Essentially, the main content of various data
analyses in our routine business is the structured data computing. For example:
l Compute the link relative ratio and year-on-year comparison of each
business branch’s monthly sales during a specified period of time.
Implementation approach: filter the sales data by time range, then
group and summarize data by business branch, year and month, and at last,
perform cross-row and –group ordered data computing.
l Select stocks whose closing price has been increasing uninterruptedly
for over 10 days.
Implementation approach: Group daily transaction data by stocks and
sort the data of each group by dates, compute the increasing amount of the
share price and the number of days during which the share price increases uninterruptedly,
and filter away the stocks that have been rising uninterruptedly for over 10
days.
l Relate the data of different sources, like contract and payment
information, to project payments schedule and find out the overdue
projects.
Implementation approach: Perform relational computing between
heterogeneous data sources, then group, summarize and filter the data.
It can be seen that these routine problems of data analysis can be
split into structured data operations including filtering, grouping, summarizing,
sorting, ranking and relational computing.
Of course, we may need to solve data analysis problems of modeling
or prediction occasionally. For example, find out goods that are closely
related between each other, or predict which stock is supposed to rise, and the
like. These operations require quite a lot of mathematical knowledge which
ordinary staff is generally not likely to have. They are really important data
analysis transaction, but they occupy only a very small part of routine data
analysis.
Structured data computing is the focus. There are many tools that
can perform it, like R language, Python, SQL and esProc.

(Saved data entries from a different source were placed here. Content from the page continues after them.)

PR #207, opened 2016-03-24
Update dependencies

levithomason:
This PR udpates bluebird and lodash.  There were a number of places where we didn't need lodash, they were updated.  Also, there was some ugly logic cleaned up along the way.

Glad to see this result in removing half the code touched:

image

### DIFF
--- a/src/elements/List/ListItem.js
+++ b/src/elements/List/ListItem.js
@@ -1,6 +1,5 @@
-import _ from 'lodash'
 import React, { Component, PropTypes } from 'react'
-import classNames from 'classnames'
+import cx from 'classnames'
 import META from '../../utils/Meta'
 
 export default class ListItem extends Component {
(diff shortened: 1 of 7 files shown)


test/specs/Conformance-test.js
```diff
@@ -50,7 +50,7 @@ describe('Conformance', () => {
         if (_.has(_meta, 'parent')) {
           describe('parent', () => {
             it('matches some component name', () => {
-              expect(_.pluck(componentInfo, 'constructorName')).to.contain(_meta.parent)
+              expect(_.map(componentInfo, 'constructorName')).to.contain(_meta.parent)
```
levithomason, line 53: note, `map` is the new `pluck`.  Uses property match shorthand.  `pluck` is gone.

src/elements/List/ListItem.js
```diff
@@ -21,31 +20,21 @@ export default class ListItem extends Component {
...
-    delete props.className
-    delete props.description
-    delete props.header
-    delete props.icon
-    delete props.image
+    const content = !header ? description : (
+      <div className='content'>
+        <div className='header'>{header}</div>
+        {description && <div className='description'>{description}</div>}
+      </div>
```
ghost, line 30: Looks like we only need the wrapping `div`s when the `description` has a `header`?

src/views/Items/Item.js
```diff
@@ -27,55 +27,27 @@ export default class Item extends Component {
...
-    delete props.children
-    delete props.className
-    delete props.description
-    delete props.extra
-    delete props.header
-    delete props.image
-    delete props.meta
+    const _description = children || description
+
+    const content = !header && !meta && !extra ? _description : [
```
ghost: It may be more clear to say `(header || meta || description)` , but I see why you did it in this order for easier code layout. It's just a little confusing.

src/elements/List/ListItem.js
levithomason, line 30: Yes sir, otherwise the content doesn't align in the middle with `middle aligned content`.  The description div has a top margin which pushes it down a bit.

R language provides dataframe data type for structured data
computing. However, it was originally designed for collecting and analyzing
scientific data, especially for performing matrix and vector computations. It
is not professional for structured data computing.
In fact, dataframe is a newly-developed function of R language; its
strong point is algorithms of modeling and prediction, such as regression
analysis, ANOVA analysis, Agreement evaluation, and Bernoulli distribution, etc,
which are seldom used in routine data analysis.
Pandas, Python's third party function library, can perform
structured data computing. But it was also designed for collecting and
analyzing scientific data instead of structured data computing, so it is not
professional too. And similar to R language, the functions of Pandas center on
modeling and prediction and are seldom used in routine data analysis.
We can see that, despite lots of tools for performing structured
data computing, few can be regarded as truly professional. There are only one professional,
SQL, the old brand computer language.
SQL was designed purely for structured data computing. It is
professional and widely used.
Yet it also has drawbacks for routine data analysis. The most
obvious ones are complicated application environment and being bad at ordered
data computing. The installation, configuration, maintenance and management of
SQL are very complicated. SQL data set hasn't inherent serial numbers and gets
disadvantaged in ordered data computing, for example, the common problems in
routine data analysis like link relative ratio, year-on-year comparison,
fetching data in a relative interval, performing ranking during data grouping
and getting records in the top and bottom, etc. Most of the examples we
mentioned at the beginning involve ordered data computing. And though we can
solve them with SQL, the operation will be quite difficult.
Similar to SQL, esProc is
specially designed for structured data computing.
By comparison,
esProc's application environment, installation and configuration are simple. esProc
can fetch data from databases, and import structured data directly from Txt,
logs and Excel. Moreover, esProc table sequence has inherent serial numbers,
enabling it to perform ordered data computing easily. Unfortunately, in esProc,
the syntax for external memory computing is different from that for in-memory
computing, which requires different code. In this respect,
SQL has better consistency in its syntax.